Inputs and backends¶
- Bit depth: 8 / 10 / 12 / 16, scaled to the
[0, 255]SDR working range. - Pixel formats: all (luma-only; chroma is ignored, so 400P is fine).
- Backends: CPU scalar only. GPU twins (CUDA/SYCL/HIP) are out of scope; a future twin must keep the gamma argmin and RBF kernel sum in fp64 and is not expected to be bit-exact (per the fork's GPU-parity posture).
Limitations¶
- SDR luma only. BRISQUE is trained on 8-bit SDR LIVE images. PQ / HLG HDR is out of scope — no HDR-trained BRISQUE model exists. On >8-bpc input the extractor emits a one-time warning and scores the content as SDR; the score is not meaningful for HDR transfer characteristics.
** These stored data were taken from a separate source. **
PR #1287, opened 2021-02-26
[dv] Fix bug in sim.py and type in testlist

GregAC:


dv/uvm/core_ibex/sim.py
```diff
@@ -410,7 +410,9 @@ def compare_test_run(test, idx, iss, output_dir, report):
     # no_post_compare skips the final ISS v RTL log check, so if we've reached
     # here we're done when no_post_compare is set.
     if no_post_compare:
-        report_fd.write('[PASSED]\n')
+        with open(report, 'a') as report_fd:
+            report_fd.write('[PASSED]\n')
+
```
rswarbrick, line 415: I've just looked at the surrounding code. Is there any need to keep opening and closing the file? Can I suggest instead pulling the `with open(report, 'a') as report_fd` out to the `compare` function?

rswarbrick (approved):

PR #1290, opened 2021-03-01
[fcov] Move fcov files out of dv tree

tomroberts-lowrisc:
This is required to vendor Ibex into OpenTitan since these files are a
dependency of the design, but everything under dv/ is stripped when
vendoring.


tomroberts-lowrisc:
Couldn't go in shared/ as that is also excluded when vendoring!

GregAC (approved):

PR #1291, opened 2021-03-01
[dv/ibex] update how coverage is merged

udinator:
Currently, the `cov` step in the DV Makefile will only merge coverage
databases emitted directly from Ibex simulations, and will not pick up
any coverage databases generated by the RISCV-DV functional coverage
flow.

This PR updates the `gen_cov()` function in `sim.py` to recursively
search for any generated coverage directories and then merges them all.

Resultant coverage reports include all code coverage, Ibex functional
coverage, and RISCV-DV functional coverage.

The coverage-related targets in the Makefile have also been renamed to
improve clarity.

### DIFF
--- a/dv/uvm/core_ibex/Makefile
+++ b/dv/uvm/core_ibex/Makefile
@@ -92,7 +92,7 @@ all: sim
 
 instr: iss_sim
 
-sim: post_compare cov
+sim: post_compare gen_cov
 
 .PHONY: clean
 clean:
@@ -417,7 +417,8 @@ post_compare: $(OUT-SEED)/regr.log
 ###############################################################################
 # Generate RISCV-DV functional coverage
 # TODO(udi) - add B extension
-fcov:
+.PHONY: riscv_dv_cov
+riscv_dv_fcov:
 	$(verb)python3 ${GEN_DIR}/cov.py \
           --core ibex \
           --dir ${OUT-SEED}/rtl_sim \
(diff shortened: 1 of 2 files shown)


dv/uvm/core_ibex/Makefile
```diff
@@ -426,7 +426,9 @@ fcov:
           --custom_target riscv_dv_extension
 
 # Merge all output coverage directories into the <out>/rtl_sim directory
-cov:
+#
+# Any coverage databases generated from the riscv_dv_fcov target will be merged as well.
+gen_cov:
```
rswarbrick, line 431: Wouldn't it make more sense for `gen_cov` to depend on `riscv_dv_fcov`? Otherwise you have to run `sim` in order to get everything to happen in the right order.

dv/uvm/core_ibex/sim.py
```diff
@@ -478,13 +478,14 @@ def gen_cov(base_dir, simulator, lsf_cmd):
...
-                         (base_dir, entry.name))
-            if os.path.exists(vdb_path):
-                dir_list.append(vdb_path)
+
+    # All generated coverage databases will be named "test.vdb"
+    vdb_dir_name = "test.vdb"
+
+    for path, dirs, files in os.walk(base_dir):
+      if vdb_dir_name in dirs:
+        dir_list.append(os.path.join(path, vdb_dir_name))
```
rswarbrick, line 487: This file uses 4-space indentation elsewhere: can you update this to match? Also, would it make sense to include a `logging.info` call to show the database we're adding? The code that's being replaced (sort of) had that, and it might be handy for working out what's going into the result.

dv/uvm/core_ibex/Makefile
udinator: hm, that's a good point, will update accordingly!

dv/uvm/core_ibex/sim.py
udinator: Sure, I can add that logging call back in.

rswarbrick (approved):
Looks good to me!

PR #1293, opened 2021-03-03
edited ibex_cs_registers.sv

vrozic:
[rtl] Add MCOUNTEREN CSR

### DIFF
--- a/rtl/ibex_cs_registers.sv
+++ b/rtl/ibex_cs_registers.sv
@@ -319,6 +319,12 @@ module ibex_cs_registers #(
         csr_rdata_int[CSR_MFIX_BIT_HIGH:CSR_MFIX_BIT_LOW] = mie_q.irq_fast;
       end
 
+      // mcounteren: machine counter enable
+      CSR_MCOUNTEREN: begin
+        csr_rdata_int = '0;
+        illegal_csr   = ~DbgTriggerEn;
+      end
+
       CSR_MSCRATCH: csr_rdata_int = mscratch_q;
 
       // mtvec: trap-vector base address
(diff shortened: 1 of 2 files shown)


rtl/ibex_cs_registers.sv
```diff
@@ -456,6 +456,11 @@ module ibex_cs_registers #(
         csr_rdata_int = '0;
         illegal_csr   = ~DbgTriggerEn;
       end
+      CSR_MCOUNTEREN: begin
+        csr_rdata_int = '0;
+        illegal_csr   = ~DbgTriggerEn;
+      end
```
vogelpi, line 462: This change looks good. I would just move it up in the file a bit. FYI: we try to keep the case statements according to the CSR address. `mcounteren` is at address 0x306. That's just after `mtvec` at 0x305.

vogelpi (commented):
Thanks for your first PR @vrozic , that's great!

One more thing is needed to make this work: You need to define the value for `CSR_MCOUNTEREN` inside `rtl/ibex_pkg.sv` (it's 0x306, you can add the new entry directly below `CSR_MTVEC`). The missing definition is why CI currently fails.

In addition, I recommend to change the commit message to something like
```
[rtl] Add MCOUNTEREN CSR

This commit adds the MCOUNTEREN CSR as required by the RISC-V spec.
The register is defined as WARL. At the moment, Ibex doesn't enable U-mode
access to the performance montiors. Consequently, writes to the register are
ignored and it reads as zero which is okay according to the spec.

This resolves lowRISC/Ibex#1278 .
```
The last line is very useful because it automatically links the PR to the corresponding issue on GitHub and once the PR is merged, the issue is even closed automatically.

vogelpi (approved):
Nice @vrozic , LGTM!

PR #1298, opened 2021-03-05
[dv/ibex] filter out tests on a per-config basis

udinator:
This PR adds functionality to filter out tests during regressions for a
particular config.

e.g. if a full regression is kicked off using the `small` config, we
don't want to attempt to run any PMP and bitmanip tests as the RTL
parameter-set will not support it.

To do this, a new YAML field called `rtl_params` is added to relevant
test entries, to indicate what parameters (if any) are required to be
able to run the particular test, along with the required value of said
parameters.

`sim.py` will then parse this field (if it exists), and using
information from `ibex_configs.yaml` pertaining to the current config,
will remove tests from being run on-the-fly.

This also gives us the convenient side effect of not having to re-run
instruction generation if there is a parameter/config mismatch, we can
just rerun the RTL compilation and simulation stages safely.

### DIFF
--- a/dv/uvm/core_ibex/Makefile
+++ b/dv/uvm/core_ibex/Makefile
@@ -353,6 +353,7 @@ $(OUT-DIR)rtl_sim/.compile.stamp: \
 	$(verb)./sim.py \
 	 --o=$(OUT-DIR) \
 	 --steps=compile \
+	 --ibex_config=$(IBEX_CONFIG) \
 	 ${COMMON_OPTS} \
 	 --simulator="${SIMULATOR}" --simulator_yaml=yaml/rtl_simulation.yaml \
 	 $(cov-arg) $(wave-arg) $(lsf-arg) \
@@ -389,6 +390,7 @@ $(metadata)/rtl_sim.run.stamp: \
 	$(verb)./sim.py \
 	 --o=$(OUT-SEED) \
 	 --steps=sim \
+	 --ibex_config=$(IBEX_CONFIG) \
 	 ${TEST_OPTS} \
 	 --simulator="${SIMULATOR}" --simulator_yaml=yaml/rtl_simulation.yaml \
 	 $(cov-arg) $(wave-arg) $(lsf-arg) \
@@ -407,6 +409,7 @@ $(OUT-SEED)/regr.log: \
 	$(verb)./sim.py \
      --o=$(OUT-SEED) \
      --steps=compare \
+     --ibex_config=$(IBEX_CONFIG) \
      ${TEST_OPTS} \
      --simulator="${SIMULATOR}" \
      --iss="${ISS}"
--- a/dv/uvm/core_ibex/sim.py
+++ b/dv/uvm/core_ibex/sim.py
@@ -31,6 +31,7 @@ _OLD_SYS_PATH = sys.path
 # as it started.
 try:
     sys.path = ([os.path.join(_CORE_IBEX, 'riscv_dv_extension'),
+                 os.path.join(_IBEX_ROOT, 'util'),
                  os.path.join(_RISCV_DV_ROOT, 'scripts')] +
                 sys.path)
 
@@ -44,6 +45,8 @@ try:
     from instr_trace_compare import compare_trace_csv
 
     from ibex_log_to_trace_csv import process_ibex_sim_log, check_ibex_uvm_log
+
+    from ibex_config import parse_config
 
 finally:
     sys.path = _OLD_SYS_PATH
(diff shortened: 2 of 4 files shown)


dv/uvm/core_ibex/Makefile
```diff
@@ -389,6 +390,7 @@ $(metadata)/rtl_sim.run.stamp: \
 	$(verb)./sim.py \
 	 --o=$(OUT-SEED) \
 	 --steps=sim \
+   --ibex_config=$(IBEX_CONFIG) \
```
rswarbrick, line 393: Nit: Indentation seems off here?

dv/uvm/core_ibex/sim.py
```diff
@@ -190,6 +193,74 @@ def get_simulator_cmd(simulator, yaml_path, enables):
             subst_cmd(entry['sim']['cmd'], enables, entry['sim'], env_vars))
 
 
+def filter_tests_by_config(cfg, test_list):
+    '''Filter the provided testlist to ensure all required RTL parameters are
+       provided by the Ibex core configuration.
```
rswarbrick, line 198: Nit: The usual docstring style is to start with a single-line sentence (a bit like a git commit message)

dv/uvm/core_ibex/sim.py
```diff
@@ -190,6 +193,74 @@ def get_simulator_cmd(simulator, yaml_path, enables):
...
+            matching_params = False
+            for p in param_dict.keys():
+                # Throw an error if required RTL parameters in the testlist
+                # have been formatted incorrectly (typos, wrong parameters, etc)
+                if p not in config:
+                    logging.error('parameter % not found in config %' % (p, cfg))
+                    sys.exit(RET_FAIL)
+                else:
+                    config_val = config.get(p)
+                    p_val = param_dict.get(p)
```
rswarbrick, line 232: I'm not a fan of looking things up twice. There's a small performance cost (who cares!) but there's also a slight difficulty when reading: the reader has to look back to convince themselves the result exists. If you know that it does (like you do here), then `config[p]` is probably preferable to `config.get(p)` **but** you could do this more nicely still by iterating over `p, p_val in param_dict.items()` above and then moving the `config_val = config.get(p)` before the check on line 227, then checking whether `config_val is None` or not.

dv/uvm/core_ibex/sim.py
```diff
@@ -190,6 +193,74 @@ def get_simulator_cmd(simulator, yaml_path, enables):
...
+                    # Ibex has some enum parameters, so as a result some tests
+                    # are able to run with several of these parameter values
+                    # (like bitmanipulation tests).
+                    # If this is the case, the testlist will specify all legal
+                    # enum values, check if any of them match the config.
+                    if isinstance(p_val, list):
+                        for val in p_val:
+                            if val == config_val:
+                                matching_params = True
+                                break;
```
rswarbrick, line 243: Couldn't this be `matching_params = config_val in p_val`?

dv/uvm/core_ibex/sim.py
```diff
@@ -190,6 +193,74 @@ def get_simulator_cmd(simulator, yaml_path, enables):
...
+                            function will filter out all tests that require
+                            B-extension and PMP parameters
+    '''
+    filtered_test_list = []
+    config = parse_config(cfg, os.path.join(_IBEX_ROOT, "ibex_configs.yaml"))
+
+    for test in test_list:
+        if "rtl_params" in test:
+            param_dict = test['rtl_params']
+            matching_params = False
```
rswarbrick, line 223: I think I'd consider moving the stuff that sets `matching_params` into a separate function. It'll get rid of some of the indentation and I think the code will become a bit clearer (you're essentially just filtering a list, and that will look much more obvious then, I think).

util/ibex_config.py
```diff
@@ -214,6 +214,46 @@ def get_config_file_location():
     return os.environ.get('IBEX_CONFIG_FILE', _DEFAULT_CONFIG_FILE)
 
 
+def parse_config(config_name, config_filename=get_config_file_location()):
```
rswarbrick, line 217: I think that both call sites set `config_filename`, so I'd suggest removing the default argument.

util/ibex_config.py
```diff
@@ -214,6 +214,46 @@ def get_config_file_location():
...
+    try:
+        config_file = open(config_filename)
+        config_dicts = get_config_dicts(config_file)
+
+        if config_name not in config_dicts:
+            print('ERROR: configuration',
+                  config_name,
+                  'not found in',
+                  config_filename,
+                  file=sys.stderr)
```
rswarbrick, line 241: I know this isn't your code but, if you're touching it anyway, could you turn this into a call to `format` to tidy things up? Something like `print('ERROR configuration {!r} not found in {!r}.'.format(config_name, config_filename), file=sys.stderr)`

rswarbrick (approved):
Some nitty style suggestions, but this looks good!

dv/uvm/core_ibex/Makefile
udinator: ah you're right, should be fixed now.

dv/uvm/core_ibex/sim.py
udinator: fixed, thanks!

dv/uvm/core_ibex/sim.py
udinator: good point! this would remove a lot of the unnecessary indents here, probably not as much need to move the `matching_params` stuff into a separate function now

dv/uvm/core_ibex/sim.py
udinator: sure, that sounds sensible to me, updated!

util/ibex_config.py
udinator: done

util/ibex_config.py
udinator: done

util/ibex_config.py
```diff
@@ -214,6 +214,52 @@ def get_config_file_location():
...
+    Raises a FileNotFoundError if there are errors opening the chosen config file.
+    """
+    try:
+        config_file = open(config_filename)
+        config_dicts = get_config_dicts(config_file)
+
+        if config_name not in config_dicts:
+            print('ERROR: configuration {!r} not found in {!r}.'.format(
+                  config_name, config_filename), file=sys.stderr)
+            #print('ERROR: configuration',
```
GregAC, line 239: Please remove the commented out code

GregAC (approved):
LGTM modulo a couple of tweaks, thanks for sorting it out

PR #1300, opened 2021-03-10
[rtl/icache] Switch ECC granularity to 32bits

tomroberts-lowrisc:
Changes the ECC granularity in the data RAMs from 64bit to 32bit. This
is to align with an upcoming change in bus ECC. Relates to
lowRISC/opentitan#5450

### DIFF
--- a/rtl/ibex_icache.sv
+++ b/rtl/ibex_icache.sv
@@ -64,14 +64,15 @@ module ibex_icache #(
   // Request throttling threshold
   localparam int unsigned FB_THRESHOLD = NUM_FB - 2;
   // Derived parameters
-  localparam int unsigned LINE_SIZE_ECC   = ICacheECC ? (LineSize + 8) : LineSize;
   localparam int unsigned LINE_SIZE_BYTES = LineSize/8;
   localparam int unsigned LINE_W          = $clog2(LINE_SIZE_BYTES);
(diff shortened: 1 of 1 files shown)


rtl/ibex_icache.sv
```diff
@@ -64,9 +64,10 @@ module ibex_icache #(
   // Request throttling threshold
   localparam int unsigned FB_THRESHOLD = NUM_FB - 2;
   // Derived parameters
-  localparam int unsigned LINE_SIZE_ECC   = ICacheECC ? (LineSize + 8) : LineSize;
+  localparam int unsigned LINE_SIZE_ECC   = ICacheECC ? (LineSize + 14) : LineSize;
```
rswarbrick, line 67: I think this formula was a bit dubious, since it kind of assumed that `LineSize` is 64. But we can do better here now. Can we add an assertion that checks `BusWidth` is 32 when ECC is enabled and then move the computation of `LINE_SIZE_ECC to the end of the list, changing the value to `BUS_SIZE_ECC * LINE_BEATS`?

tomroberts-lowrisc:
Any advance on this - would be good to get it vendored back with the other changes this week

rswarbrick (approved):
Sorry, I didn't notice that you'd pushed up a new version. Looks good to me!

tomroberts-lowrisc:
Thanks!

PR #1303, opened 2021-03-12
Add RAM cfg signals

tomroberts-lowrisc:
Update vendored-in lowrisc_ip and add missing ram config signals for icache.


imphil (approved):

imphil:
Needs a bit more grepping, but then it should be alright :-)

rswarbrick:
@tomroberts-lowrisc: Possibly a stupid question, but... Do these signals have any behavioural effect? If so, should we be trying to capture them in the icache testing?

tomroberts-lowrisc:
They are config signals for real physical rams - don't need to touch them for verification

PR #1309, opened 2021-03-18
Irq in debug mode fix

GregAC:


GregAC:
I have been doing regressions to check things but still need to run a full one on this precise set of commits and changes.

dv/uvm/core_ibex/tests/core_ibex_test_lib.sv
```diff
@@ -195,33 +195,54 @@ class core_ibex_debug_intr_basic_test extends core_ibex_base_test;
     check_next_core_status(INITIALIZED, "Core initialization handshake failure", 5000);
   endtask
 
+  function int determine_irq_from_txn();
```
udinator, line 198: nit: could you have this function take in the `irq_txn` object as a parameter?

dv/uvm/core_ibex/tests/core_ibex_test_lib.sv
```diff
@@ -195,33 +195,54 @@ class core_ibex_debug_intr_basic_test extends core_ibex_base_test;
...
+    vseq.start_nmi_raise_seq();
+    send_irq_stimulus_inner(ret_val);
+  endtask
+
+  virtual task send_irq_stimulus_inner(output bit ret_val);
+    bit irq_valid;
     irq_collected_port.get(irq_txn);
-    irq = {irq_txn.irq_nm, irq_txn.irq_fast, 4'b0, irq_txn.irq_external, 3'b0,
-           irq_txn.irq_timer, 3'b0, irq_txn.irq_software, 3'b0};
     `uvm_info(`gfn, $sformatf("irq: 0x%0x", irq), UVM_LOW)
```
udinator, line 223: could this `uvm_info` be moved inside of `determine_irq_from_txn`?
since the assignment to `irq` has been moved inside of that function, it's not not as obvious where `irq` is getting assigned so I feel printing out its value should happen directly after the assignment.

dv/uvm/core_ibex/tests/core_ibex_test_lib.sv
```diff
@@ -730,29 +760,89 @@ class core_ibex_irq_in_debug_test extends core_ibex_directed_test;
...
+      // for the IRQ being handled during debug and deal with the IRQ remained asserted after DRET
+      // case.
       fork
         begin : wait_irq
-          wait_for_core_status(HANDLING_IRQ);
-          `uvm_fatal(`gfn, "Core is handling interrupt detected in debug mode")
+          // Get IRQ raise transaction from IRQ monitor
+          irq_collected_port.get(irq_txn);
+          detected_irq = 1'b1;
+          irq_valid = determine_irq_from_txn();
```
udinator, line 789: nit: perhaps the order of these two lines should be switched so we have assurance that this fork will only be disabled by `wait_dret`after the proper irq_valid and irq have been calculated

dv/uvm/core_ibex/tests/core_ibex_test_lib.sv
```diff
@@ -730,29 +760,89 @@ class core_ibex_irq_in_debug_test extends core_ibex_directed_test;
...
+            check_irq_handle();
+            send_irq_stimulus_end();
+          end else begin
+            `uvm_info(`gfn, "IRQ is disabled, no interrupt should be taken", UVM_LOW)
+            // IRQ is disabled so just drop IRQ
+            vseq.start_irq_drop_seq();
+            irq_collected_port.get(irq_txn);
+          end
         end
         begin
```
udinator, line 823: nit: could you label this subprocess, to match the other two?

dv/uvm/core_ibex/tests/core_ibex_test_lib.sv
GregAC: > can this function take in the irq_txn object as an argument?

It could, I did consider it when doing the initial work, the issue is `core_ibex_debug_intr_basic_test` contains a bunch of shared state around IRQs (`irq_id`, `irq_txn`, `irq`) and `determine_irq_from_txn` is updating that shared state based upon `irq_txn` so with the current design calling `determine_irq_from_txn` with anything other than the `irq_txn` from the class would be an error. So I felt it was better to just avoid having it as an argument altogether.

> perhaps this function should be renamed to something like determine_irq_valid(...)

As it updating the `irq` and `irq_id` from `irq_txn` are a core part of it's functionality I preferred a name that indicated that. Happy to change it to something else but `determine_irq_valid` doesn't really hint at the updating it's doing.

dv/uvm/core_ibex/tests/core_ibex_test_lib.sv
GregAC: Good point, I forget the processes can be paused an any point to allow another to continue rather than just at explicit waits.

GregAC:
Thanks for the review @udinator made most of the suggested changes but not certain about a couple.

dv/uvm/core_ibex/tests/core_ibex_test_lib.sv
udinator: sgtm!

dv/uvm/core_ibex/tests/core_ibex_test_lib.sv
```diff
@@ -195,33 +195,59 @@ class core_ibex_debug_intr_basic_test extends core_ibex_base_test;
     check_next_core_status(INITIALIZED, "Core initialization handshake failure", 5000);
   endtask
 
+  function bit determine_irq_from_txn();
+    bit irq_valid;
+
+    `uvm_info(`gfn, $sformatf("irq: 0x%0x", irq), UVM_LOW)
```
udinator, line 201: sorry another nit about this `uvm_info` - can you place it after the `irq` is assigned from the `irq_txn` object so we print out the updated value?

udinator (approved):
had one more small nit, but LGTM overall! thanks for making these updates.

dv/uvm/core_ibex/tests/core_ibex_test_lib.sv
GregAC: Well spotted, certainly not much use where it is, I'll move it.

PR #1310, opened 2021-03-18
[rtl] Add MSECCFGH CSR

### LINKED ISSUE #1297: [epmp] question about handling mseccfg high bits
In the [ePMP specification](https://ibex-core.readthedocs.io/en/latest/_downloads/adbc55b5b9bad5f92968b58e7b12fc57/riscv-epmp.pdf) `mseccfg` is specified as a 64-bit register that is split into two parts (low at 0x390 and high at 0x391) on 32-bit architectures.

The Ibex documentation doesn't mention this so I am curious as to how/if we are currently handling the high bits. Should we document a `mseccfgh` zero read-only register at 0x391 so that portable software can read the full 64-bit value?

GregAC:
This is the top 32 bits of MSECCFG. It currently has no specified bits
so reads as 0 and ignores writes.

Fixes #1297

### DIFF
--- a/doc/03_reference/cs_registers.rst
+++ b/doc/03_reference/cs_registers.rst
@@ -36,6 +36,8 @@ Ibex implements all the Control and Status Registers (CSRs) listed in the follow
 +---------+--------------------+--------+-----------------------------------------------+
 |  0x390  | ``mseccfg``        | WARL   | Machine Security Configuration                |
 +---------+--------------------+--------+-----------------------------------------------+
+|  0x391  | ``mseccfgh``       | WARL   | Upper 32 bits of ``mseccfg``                  |
++---------+--------------------+--------+-----------------------------------------------+
 |  0x3A0  | ``pmpcfg0``        | WARL   | PMP Configuration Register                    |
 +---------+--------------------+--------+-----------------------------------------------+
 |     .             .               .                    .                              |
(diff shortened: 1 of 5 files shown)


vogelpi (approved):
LGTM, thanks @GregAC for fixing this.

Reading the ePMP spec I noted that actually, if PMP is disabled the `mseccfg(h)` CSRs shouldn't be available at all:

"Machine Security Configuration (mseccfg) ​is a new Machine mode CSR, used forconfiguring various security mechanisms present on the hart, and only accessible toMachine mode. It is only available on harts with PMP support."

So actually, Ibex should still trigger an illegal instruction exception if these are accessed while `PMPEnable = 1'b0`. However, I don't know if DV is flexible enough to support both cases. I think to remember that there were quite a few issues around "custom" CSRs.

GregAC:
Ah well spotted. It's probably fine to make it an illegal instruction for `PMPEnable = 1'b0` cases as right now the DV isn't emitting any reads or writes to it (even in illegal instruction tests, as otherwise we'd see a Spike/Ibex mismatch in PMP on configs). We've got already got functionality to include/exclude specific tests for specific configs so can exclude tests that do stimulate it once they exist.

vogelpi:
Perfect, thanks Greg for adding the exception if PMP is disabled. LGTM!

PR #1316, opened 2021-03-24
Create new top level "ibex_top" to wrap core, register file and icache RAMs

tomroberts-lowrisc:
This is the precursor to adding dual-core lockstep, but is a huge set of changes unfortunately!

There are some other changes in here to move some (effectively) fixed icache parameters into the package which reduces the number of parameters needing to be passed around.

The icache TB now uses a wrapper to instantiate the icache rtl and the RAMs which mirrors the setup in ibex_top.

Finally, I had to switch to
`module foo import ibex_pkg::*; #(`
In places to avoid line lengths > 100 in the IO listings. This seems to be the defacto standard in OT now, and I can't see any reason not to do it in ibex too.


tomroberts-lowrisc:
Superseded by #1318

PR #1318, opened 2021-03-25
Add dual core lockstep option

tomroberts-lowrisc:
Note this includes commits from the previous PR (wiring to support lockstep).

Also note that the lockstep checking if effectively disabled pending further work to add a configuration which resets all registers.


GregAC (approved):
LGTM. We could consider making the outputs comparison more detailed by factoring in relevant valid signals (only compare the memory bus signals for a request if the request is valid etc), though the current method should provide a stronger check as all being well (ignoring Xs) things should match perfectly even if the valid is unset.

PR #2304, opened 2025-08-04
[doc] Fix typo'd alert name

jwnrt:
`alert_major_internal_o` was repeated twice when I think the second alert should be `alert_major_bus_o`.


Razer6 (approved):
Thanks for fixing the docs.

PR #2306, opened 2025-08-12
Bring out debug_mode_o port

rishabhmitra-adi:
This brings out a port called 'debug_mode_o' from the core and at the top, signifying the state of debug mode when IBEX is connected to other peripherals dependent on the debug mode to update their operation like halt, etc. No functional changes to it.

### DIFF
--- a/rtl/ibex_core.sv
+++ b/rtl/ibex_core.sv
@@ -113,7 +113,8 @@ module ibex_core import ibex_pkg::*; #(
   output logic                         irq_pending_o,
 
   // Debug Interface
-  input  logic                         debug_req_i,
+  input  logic                         debug_req_i,    // Request from Top to Core to enter debug mode
+  output logic                         debug_mode_o,   // Indicates that the Core has entered debug mode
   output crash_dump_t                  crash_dump_o,
   // SEC_CM: EXCEPTION.CTRL_FLOW.LOCAL_ESC
   // SEC_CM: EXCEPTION.CTRL_FLOW.GLOBAL_ESC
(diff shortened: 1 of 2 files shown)


marnovandermaas (commented):
Would you mind explaining what use-case you have for this? I'm unsure why a peripheral would need to know about whether the Ibex is in debug mode or not.

rtl/ibex_core.sv
```diff
@@ -706,6 +707,9 @@ module ibex_core import ibex_pkg::*; #(
     .instr_id_done_o  (instr_id_done)
   );
 
+  // Debug Mode output
+  assign debug_mode_o = debug_mode;
```
marnovandermaas, line 711: I see that debug mode is already exposed when RVFI is defined. Does that suffice in your use-case?

rtl/ibex_top.sv
```diff
@@ -100,7 +100,8 @@ module ibex_top import ibex_pkg::*; #(
   output logic                         scramble_req_o,
 
   // Debug Interface
-  input  logic                         debug_req_i,
+  input  logic                         debug_req_i,   // Request to Core to enter debug mode
+  output logic                         debug_mode_o,  // Indicates that the core has entered debug mode
```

- Near-zero AGGD sign sensitivity. The AGGD paired-product fit buckets samples by a strict sign cutoff (
x<0/x>0, zeros excluded). On heavily-compressed near-flat content a large fraction of paired products sit within ~1e-11 of zero, so the bucket assignment — and henceetaand the score — is sensitive to floating-point summation order (~0.1 score units). This is inherent to BRISQUE. Correctness is validated on stable natural content (cameraman: C extractor-13.70844vs an independent MATLAB-faithful oracle-13.70840, ~5e-5); the in-tree fixture snapshot (testdata/scores_cpu_brisque.json) is the extractor's own deterministic output rather than a places=4 cross-assert. - Minimum frame size: width and height each ≥ 7 (the 7×7 window must fit).
Updating the model and regenerating the score snapshot¶
There is no header to regenerate: the model is embedded straight from the vendored binary at build time. To swap in a different/retrained model, replace model/other_models/brisque_live.model (keep the libsvm text format) and rebuild — Meson re-runs xxd automatically. Update the model card (model/brisque_live_card.md), the NOTICE (model/other_models/NOTICE-brisque), and the score snapshot below to match.
To refresh the end-to-end snapshot after an intentional kernel change, run the extractor on frame 12 of the fixture and record the score:
core/build-cpu/tools/vmaf \
--reference testdata/dis_576x324_48f.yuv \
--distorted testdata/dis_576x324_48f.yuv \
--width 576 --height 324 --pixel_format 420 --bitdepth 8 \
--feature brisque --json --output /tmp/brisque.json
# update testdata/scores_cpu_brisque.json "score" and core/test/test_brisque.c
Correctness test¶
core/test/test_brisque.c (meson test_brisque, suite fast) asserts:
- gamma-table anchors
GGD(2)=1.5707963,AGGD(1)=0.5,AGGD(2)=2/π; - the 7×7 Gaussian window (unit sum, symmetric);
- GGD / AGGD fits of
[-2,-1,0,1,2,3](with zeros excluded from the AGGD buckets —right² = 14/3, not the NIQE zero-bucketing); - a symmetric AGGD giving
eta == 0exactly and an all-zero flat-patch NaN guard; - the MATLAB-imresize bicubic coefficients (normalized to 1, odd-dimension safe);
- the range-scale anchors (min→-1, max→+1, mid→0);
- an end-to-end score snapshot through the public extractor-context API;
- an odd-dimension regression (577×325) asserting a finite score and no bicubic-table overflow.
See also¶
- ADR-1115 — design + the model redistribution exception.
- docs/research/1101-brisque-nr-metric.md — research digest (constants, oracle, instability analysis).
- model/brisque_live_card.md — model card + required citation.
- NIQE — the sibling no-reference, opinion-unaware metric.